A fascinating set of sleep disorders that involve unwanted, uncontrolled experiences occurring while asleep.

Sleepwalking

  • Sleepwalking can involve all manner of activities, including: walking around, talking, driving, cooking, or violent acts. You can wake a sleepwalker, but should do so gently and cautiously.
  • Affects 1% – 17% of children and 4% of adults.

Night Terrors

  • A frightening disorder where sufferers may scream, punch, kick, breathe heavily, and act violently. They can be very hard to rouse.
  • Affects 3% of the general population.

Sleep Eating Disorder

  • Sleep eating episodes may occur once in a night or several times. They are usually very quick – sufferers go to the kitchen, gorge on high calorie food, and return to bed. They might eat some very strange things too, such as glue or soap, and may start fires trying to cook.
  • Affects 1% – 3% of the general population. Women and those with eating disorders are the most commonly affected.

Sleep Paralysis

  • During sleep paralysis, muscle relaxation occurs when one is awake, rather than while unconscious, and may be accompanied by hallucinations.
  • Affects 7.6% of the general population.

Exploding Head Syndrome

  • Not what it sounds like, but still terrifying to those affected. Just before falling asleep, sufferers hear a terrifyingly loud sound and may see a burst of light. They can be frightening but are usually harmless.
  • Although recognized as a disorder, there is insufficient data available to conclude how many people are affected by exploding head syndrome.

Sexsomnia

  • Sufferers engage in sexual acts while asleep.
  • Despite being such a shocking phenomenon, sexsomnia is not well understood and there is insufficient data available to conclude how widespread it is.

Sleep Bruxism

  • Bruxism involves teeth grinding and jaw clenching to an excessive degree while asleep.
  • Affects 9.7% – 15.9% of the general population.

Restless Leg Syndrome

  • Symptoms range from pain to discomfort, and are only relieved by moving the legs. It is a highly variable disorder.
  • RLS may affect humans differently depending on genetic or environmental factors. It affects 2.5% – 15% of Americans.

Dyssomnias

This broad group of sleeping disorders includes insomnias, where people don’t get enough sleep or are unable to remain asleep, and hypersomnias, where people get too much sleep.

Insomnia

  • Difficulty falling asleep or frequent awakenings.

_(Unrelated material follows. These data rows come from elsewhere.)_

PR #66, opened 2020-02-28
Suppress NodeFilesystemSpaceFillingUp{severity="warning"}

jewzaam:
https://issues.redhat.com/browse/OSD-3010

### DIFF
--- a/build/Dockerfile
+++ b/build/Dockerfile
@@ -1,14 +1,12 @@
 FROM registry.svc.ci.openshift.org/openshift/release:golang-1.10 AS builder
-ENV OPERATOR_PATH=/go/src/github.com/openshift/configure-alertmanager-operator
-COPY . ${OPERATOR_PATH}
-WORKDIR ${OPERATOR_PATH}
+COPY . /go/src/github.com/openshift/configure-alertmanager-operator
+WORKDIR /go/src/github.com/openshift/configure-alertmanager-operator
 RUN make gobuild
 
 FROM registry.svc.ci.openshift.org/openshift/origin-v4.0:base
-ENV OPERATOR_PATH=/go/src/github.com/openshift/configure-alertmanager-operator \
-    OPERATOR_BIN=configure-alertmanager-operator
+ENV OPERATOR_BIN=configure-alertmanager-operator
 
 WORKDIR /root/
-COPY --from=builder ${OPERATOR_PATH}/build/_output/bin/${OPERATOR_BIN} /usr/local/bin/${OPERATOR_BIN}
+COPY --from=builder /go/src/github.com/openshift/configure-alertmanager-operator/build/_output/bin/${OPERATOR_BIN} /usr/local/bin/${OPERATOR_BIN}
 LABEL io.openshift.managed.name="configure-alertmanager-operator" \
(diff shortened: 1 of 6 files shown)


jewzaam:
Have reproduced the build issue finally and will poke at this soon.

jewzaam:
@cblecker not sure what is going on with this PR, but by removing `ENV OPERATOR_PATH` and hard coding it works.  The problem is in the `COPY --from` and no combination of ENV and ARG would honor any value for that from location.  Locally I use podman (which is now supported in this PR) and I wonder if something in the prow back-end changed such as swapping from docker to podman.. but that's just speculation.

I'm not super happy hard coding these paths BUT they're not going to change for an operator.  And we were setting them in two places already since each stage in a multi-stage build needed the ENV set.

standard.mk
```diff
@@ -29,35 +29,41 @@ MAINPACKAGE=./cmd/manager
 GOENV=GOOS=linux GOARCH=amd64 CGO_ENABLED=0
 GOFLAGS=-gcflags="all=-trimpath=${GOPATH}" -asmflags="all=-trimpath=${GOPATH}"
 
+CONTAINER_ENGINE=`which podman 2>/dev/null || which docker 2>/dev/null`
```
lisa:
```suggestion
CONTAINER_ENGINE=$(shell which podman 2>/dev/null || which docker 2>/dev/null)
```

build/Dockerfile
```diff
@@ -1,14 +1,12 @@
 FROM registry.svc.ci.openshift.org/openshift/release:golang-1.10 AS builder
-ENV OPERATOR_PATH=/go/src/github.com/openshift/configure-alertmanager-operator
-COPY . ${OPERATOR_PATH}
-WORKDIR ${OPERATOR_PATH}
+COPY . /go/src/github.com/openshift/configure-alertmanager-operator
+WORKDIR /go/src/github.com/openshift/configure-alertmanager-operator
 RUN make gobuild
 
 FROM registry.svc.ci.openshift.org/openshift/origin-v4.0:base
-ENV OPERATOR_PATH=/go/src/github.com/openshift/configure-alertmanager-operator \
```
lisa: Should this be a build-arg (`ARG`) in order to support referencing it in the Dockerfile? I'm not opposed to the hardcoding of it, but mainly curious.

standard.mk
```diff
@@ -29,35 +29,41 @@ MAINPACKAGE=./cmd/manager
...
+
 TESTTARGETS := $(shell go list -e ./... | egrep -v "/(vendor)/")
 # ex, -v
 TESTOPTS :=
 
 ALLOW_DIRTY_CHECKOUT?=false
 
+.PHONY: testx
+testx:
+	$(shell echo "$(CONTAINER_ENGINE)")
```
lisa:
```suggestion
	@echo $(CONTAINER_ENGINE)
```

This should do the same, without a subshell.

build/Dockerfile
jewzaam: I tried. It didn't work.

standard.mk
```diff
@@ -29,35 +29,41 @@ MAINPACKAGE=./cmd/manager
...
+
```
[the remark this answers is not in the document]
jewzaam: No, removing.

Acute insomnia lasts less than a month. Chronic insomnia can go on for months. Oddly, a U.S. study found that mild to moderate insomnia is associated with an increase in life span.
  • Acute Insomnia affects 30% – 35% of the general population. Chronic Insomnia affects a smaller 10% of the population.

Narcolepsy

  • Narcoleptics are in a constant state of sleep deprivation. They experience drowsiness through the day, as well as irresistible bouts of sleepiness and loss of muscle function.
  • 3 million people worldwide are affected by narcolepsy.

Kleine-Levin Syndrome

  • Also known as Sleeping Beauty syndrome. Those affected might sleep 15 to 21 hours a day and be affected by extreme appetites and hypersexuality, as well as hallucinations and wild mood changes. Episodes can last more than a week and occur up to 20 times per decade.
  • Kleine-Levin Syndrome is literally a one-in-a-million disorder worldwide.

Paradoxical Insomnia

  • Patients are able to fall asleep and feel rested – but have the mistaken perception that they didn’t sleep at all or have slept too much. Patients are otherwise completely healthy, even if they say that they haven’t slept properly in years.
  • As you can imagine, this disorder is very difficult to study and identify. As such, there is insufficient data to conclude how many people are affected by it.

Inadequate Sleep Hygiene

  • Poor sleeping habits can reproduce the effects of other sleeping disorders. Poor sleeping habits include drinking caffeine before bed or dozing on an uncomfortable mattress.
  • The CDC says that 33% of Americans have poor sleep habits.

Idiopathic Hypersomnia

  • Like narcolepsy, but without some of its most infamous effects. Sufferers of this disorder are frequently exhausted during the day despite sleeping 12 to 14 hours and are hard to wake up.
  • Unfortunately, this debilitating disorder is often mistaken for narcolepsy. This makes it difficult to identify and even more difficult to treat.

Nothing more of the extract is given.